A Beginner's Guide To RAW Photography

RAW is an excellent tool for serious photographers--but what exactly is RAW? Here's what newbies need to know about the world of shooting RAW.
By Hillary Grigonis, Last updated on: 7/10/2014

Back before digital cameras, photographers weren't finished after just taking the photo. The image was developed, fine tuned and perfected in the dark room, and each photographer did their developing a little differently, depending on the result they wanted. In a digital camera, a JPEG file is automatically processed, but a RAW file isn't—giving the photographer a little more freedom in the digital darkroom, i.e. post processing with Photoshop or another editing software.

Editing a RAW file in Photoshop

What is RAW?

Think of a RAW file as a digital negative. A RAW file hasn't been processed yet, so it leaves more of the processing up to the photographer, creating more options for fine tuning. A RAW file isn't ready to be shared right away, but is used when the photographer intends to edit the shot. RAW files contain more data, so you can do things with them that you can't otherwise accomplish with a JPEG. RAW isn't available from every camera, but most advanced cameras offer this feature.

Why use RAW?

RAW offers more control over the post processing of an image. With an image shot in RAW, you can adjust the white balance if it wasn't shot right the first time, for example. Exposure is easily adjusted in a RAW file, and sharpness can be controlled more as well. With more data inside a RAW file, you gain more flexibility over what you can and cannot do in post processing.

RAW Vs. JPEG

While RAW is an excellent tool, it's not always the best format to shoot in. RAW files are large, so they take up a lot of space on the memory card and on your computer. Because RAW files are larger, they also slow the camera down—some cameras maintain the same burst speed but can't take as many right in a row while others can take the same amount of images but at a slower rate. For this reason, RAW isn't often used in sports and action photography. RAW also must be edited before it can be shared on the internet or opened with most photo viewers, so it's not for quick uploads either. But for shots that will be edited, it's the best way to go. If you aren't sure, you can always shoot in RAW + JPEG mode and your camera will save both file types of each image.

How to shoot in RAW

Shooting in RAW is actually quite simple. In the camera menu, select image quality. Select RAW (or RAW + Normal to end up with both file types). If you can't find these options in your menu, consult your user's manual (and make sure your camera is equipped with RAW). Once you've told the camera you want RAW files, shoot just as you normally word. While it's easier to edit RAW files, it's still best to get the shot as accurate as you can before editing, just like when you shoot with JPEG.

How to edit RAW files

To edit RAW files, you will need a photo editor, but many different types of editing software offer RAW processing. The CD that came with your camera, if your camera shoots RAW, may have a program that will work. Photoshop and Lightroom are the most popular choices among professionals, but more budget-friendly options like Photoshop Elements and Paintshop Pro also offer RAW editing. There's even a few free options, like Picassa.

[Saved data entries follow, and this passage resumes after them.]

PR #5632, opened 2020-04-21
aws- sqs/sns/lambda/glue-catalog - has statements filter

JohnHillegass:
Adding this to allow for some more complex policy checking, it is based on the s3 has-statements filter. I also added it as a base class to iamaccess.py so it can be inherited from wherever it makes sense. It enables more detailed checks vs using the cross account filter with everyone_only: true.

E.g.

```
     - name: sqs-public-Compliant
        resource: sqs
        filters:
          - type: has-statement
            statements:
              - Effect: Deny
                Principal: "*"
                Action: “sqs:*”
                Condition:
                  StringNotEquals:
                    "aws:PrincipalOrgID": *org-id

     - name: sqs-public-NotCompliant
        resource: sqs
        filters:
          - not:
            - type: has-statement
              statements:
                - Effect: Deny
                   Principal: "*"
                   Action: “sqs:*”
                   Condition:
                   StringNotEquals:
                     "aws:PrincipalOrgID": *org-id
```


JohnHillegass:
After dinner I’ll get codecov up a bit more ;) even though it’s close enough already. Also will see if I can get this applied to replace what is in S3 as well so it’s just coming from one place with overrides where needed.

kapilt:
I'm a little reluctant if this some sort of parity notion with s3 has-statements which was a super early in the lifetime of the project and covering on very different use cases. cross-account is bread and butter on use cases on most iam resource policies. so unless there's some compelling use cases its unclear why this is needed.

JohnHillegass:
Second thought, I won't mess with the s3 stuff but this could be useful for other resources later on. The use case for it would be:

Given a 'compliant' policy requirement like policy for x resource needs to have a statement with y values in it

```
{
      "Effect": "Deny",
      "Principal": "*",
      "Action": "Resource:*",
      "Condition": {
        "StringNotEquals": {
          "aws:PrincipalOrgID": "o-4amkskbcf1"
         }
      }
}
```

I am able to check these using a value filter like:

```
    - name: sqs-public
      resource: sqs
      filters:
          - not:
            - type: value
               key: Policy
               value: "\"Effect\":\"Deny\",\"Principal\":\"*\",\"Action\":\"SQS:*\"\"Condition\":{\"StringNotEquals\":{\"aws:PrincipalOrgID\":\"o-4amkskbcf1\"}}"
               op: contains

```
but it isn't very expressive and a little hard to read

With this addition, it could be done like

```
    - name: sqs-public2
      resource: sqs
      filters:
        - not:
          - type: has-statement
            statements:
              - Effect: "Deny"
                Principal: "*"
                Action: "sqs:*"
                Condition: 
                    StringNotEquals: 
                       aws:PrincipalOrgID: "o-4amkskbcf1"
```

Using CrossAccountAccessFilter, I can almost do this but cannot check the Deny effect or StringNotEquals condition for the aws:PrincipalOrgID. Its close though and could probably be updated to add but one thing I prefer about the has-statement approach is the readability and familiarity (similar to IAM policy notation) . 

```
    - name: sqs-public3
       resource: sqs
       filters:
          - type: cross-account
             actions: 
               - "SQS:*"
            everyone_only: true
```

gelouko:
Hi guys, are we moving forward with this MR?
If we are, I'll close #5689 and use this model for the EFS filters instead...

@kapilt

kapilt:
yeah.. i think we should go ahead with this. has-statement is a bit brittle imo, but it covers off on a set of use cases in a more iam centric way. i do think we should be updating cross-account to ensure its covering off on interpretative use cases (ie does policy grant x ability to do y).

JohnHillegass:
Ok great! I agree with you especially wrt covering use cases in a more iam centric way. Would we want to go ahead and merge this now and then open another ticket for the cross-account work? I'm open right now and am more than happy to investigate that as my next contribution.

JohnHillegass:
@kapilt, I added a fuzzy match attribute as discussed in chat. This will check for partials in lists and dicts. Do you think there is a use case to add for partials in string values? textdistance is a great plugin to do Levenshtein but not sure if its useful here.

kapilt:
i'd like to get the semantics right before expanding out to other resources, i'd suggest dropping the other resources from the pr for now and focusing on the partial matching for testing. most of the testing here on resources uses the superficial statement id matching, which is less than useful in the real world from a content validation perspective.

policy statement data structures need normalization for partial matching on lists vs strings. its worth looking at some of the work done in cross-account filter or in #5689 for the type of partial matching that we want this to work for and that this needs testing around.

word edit distance (levenstein) isn't particularly relevant in a data structure comparison.

JohnHillegass:
Hey Kapil, good morning. Thanks for the review. I did do a partial match test for glue catalog for the conditions clause. I agree that statement ids is a bit superficial to test with and will update the other tests to reflect this too. I’d like the keep these 4 in the same PR because they are more immediate needs but as promised I will followup and add for all RBP enabled resources afterwards.

JohnHillegass:
Looking at the other PR, I can see what you are saying now, so we need it for each mapping.. instead of being a global fuzzy boolean. Something like 
```
  - statements:
     - sid1:     
        - Principal: 
              AWS: *
           Fuzzy: False
        - Effect: Allow
           Fuzzy: False
        - Action: elasticfilesystem:ClientRootAccess
           Fuzzy: True
```

JohnHillegass:
Some implementations based off of https://github.com/cloud-custodian/cloud-custodian/pull/5689 could be

has-root-access
```yaml
actions:
  - type: has-statement
     - statements:
        - Principal: 
              AWS: *
        - Effect: Allow
        - Action: elasticfilesystem:ClientRootAccess
        - PartialMatch:
           - Principal
           - Action
```

c7n/filters/iamaccess.py
```diff
@@ -343,3 +343,116 @@ def __call__(self, r):
...
             return True
+
+
+class PolicyStatementFilter(Filter):
+    """  Check a resource for a set of policy statements.
+    """
+    POLICY_ELEMENTS = [
+        'Sid', 'Effect', 'Principal', 'NotPrincipal', 'Action',
+        'NotAction', 'Resource', 'NotResource', 'Condition']
+    schema = type_schema(
```
kapilt, line 354: this class should have schema_alias = True on it

c7n/filters/iamaccess.py
```diff
@@ -343,3 +343,116 @@ def __call__(self, r):
...
+                },
+                'required': ['Effect']
+            }
+        })
+
+    def process(self, resources, event=None):
+        return list(filter(None, map(self.process_resource, resources)))
+
+    def get_policy(self, r):
+        return r.get('Policy')
```
kapilt, line 393: rather than reimplementing this, it might be better to just compose with cross-account filter to get the resource policy, that would also obviate alot of the per resource tests and recordings in this pr.

c7n/filters/iamaccess.py
```diff
@@ -343,3 +343,116 @@ def __call__(self, r):
...
+                    return set(v).issubset(stmt[k])
+                elif isinstance(v, dict):
+                    return dict_merge(stmt[k], v) == stmt[k]
+                else:
+                    return v in stmt[k]
+            return v == stmt[k]
+
+
+def dict_merge(d1, d2):
+    d3 = d1.copy()
```
kapilt, line 442: this should be in utils.py and have dedicated tests

kapilt:
i'd like to see some more dedicated tests on the partial matching independent of resource recording. there's alot of variations on iam policies. the cross-account filter has a large json file of various permutations on iam resource policies that could be reused for this. the number of test recordings here are obscuring the pr content. with the reuse of cross-account for fetching resource policies, i'd suggest removing several of them.

c7n/filters/iamaccess.py
JohnHillegass: added in d015a99

c7n/filters/iamaccess.py
JohnHillegass: Good call. Moved to utils in 512fa413509e6705ac75f69fbdbe62025a18fdef. I'll add the tests this afternoon. Sorry for being awol for so long, finally cleared my plate wrt to my studies.

JohnHillegass: Added a test and updated the existing merge dict functionality to reflect what we need in f29583e

c7n/filters/iamaccess.py
JohnHillegass: Hey Kapil, good call here! I was able to do some composition and was also inspired to take a similar approach using a checker class to do the checking.  There are many more tests now and I have trimmed the test data back as much as I can. For the lambda one, I tried reusing the cross account recording but there is an error in the first describe record that I would need to catch in order for it to work.. so figured I'd just give it a fresh one so I don't need to account for that.

c7n/resources/glue.py
```diff
@@ -637,3 +642,30 @@ def get_resource_policy(self, r):
             policy = {}
         r[self.policy_annotation] = policy
         return policy
+
+
+@GlueDataCatalog.filter_registry.register('has-statement')
+class HasStatementFilter(PolicyStatementFilter, GlueCatalogCrossAccount):
```
kapilt, line 648: rather than multiple subclassing, preference would be to use composition to get to the cross-account implementation. note in some cases there are two passes on cross account permissions, a process override that gets policies for a set, and a get_resource_policy that simply retrieves the annotation.

JohnHillegass: Good call! I had only considered the MRO working out the way I had expected on this one. Addressed in 3eb9c37

JohnHillegass:
@kapilt, good morning. I have addressed your comments from the other day, could you take another look?

kylejohnson514:
Hi, any update on this? I also have similar interests in this filter.

I'd like to add a `modify-policy` action for EFS, which would be used after filtering using this implementation of `has-statement`. Additionally, I have this PR open https://github.com/cloud-custodian/cloud-custodian/pull/5684 - which would work similarly if I could use your PR and extend `has-statement` to backup-vault resources.

Thanks!

JohnHillegass:
Superceded by https://github.com/cloud-custodian/cloud-custodian/pull/6003. Will add the other resource types once merged.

The process to editing RAW files will be different depending on which program you use. When editing RAW, you'll be taken to a separate window that allows for adjustments to exposure, white balance, sharpness and more. In Photoshop, for example, the first tab contains the most popular adjustments, but there's also additional options for adjusting sharpness and more in the remaining tabs.

If you are familiar with photography basics, editing a RAW file is simple because the adjustments are for basic principles like exposure, white balance and sharpness. Open a RAW file and try out the different options. Explore all the tabs in your program and try out the different options, or look for tutorials specific to your software, since all programs have slight variations.

If you are having trouble opening RAW files, your camera may be newer than your software. Download a conversion program and you'll be able to change the file type so they're compatible with your software. (I use Adobe DNG Converter to convert to a Photoshop 5.1 compatible file).

RAW files offer much more control over the editing process. If you frequently fine tune your images, you'll want a camera that's capable of shooting RAW, but if you don't do much editing (and don't plan to either), then it isn't a feature you'll need in your digital camera. For those that frequently perfect their images through software, RAW is often the best option.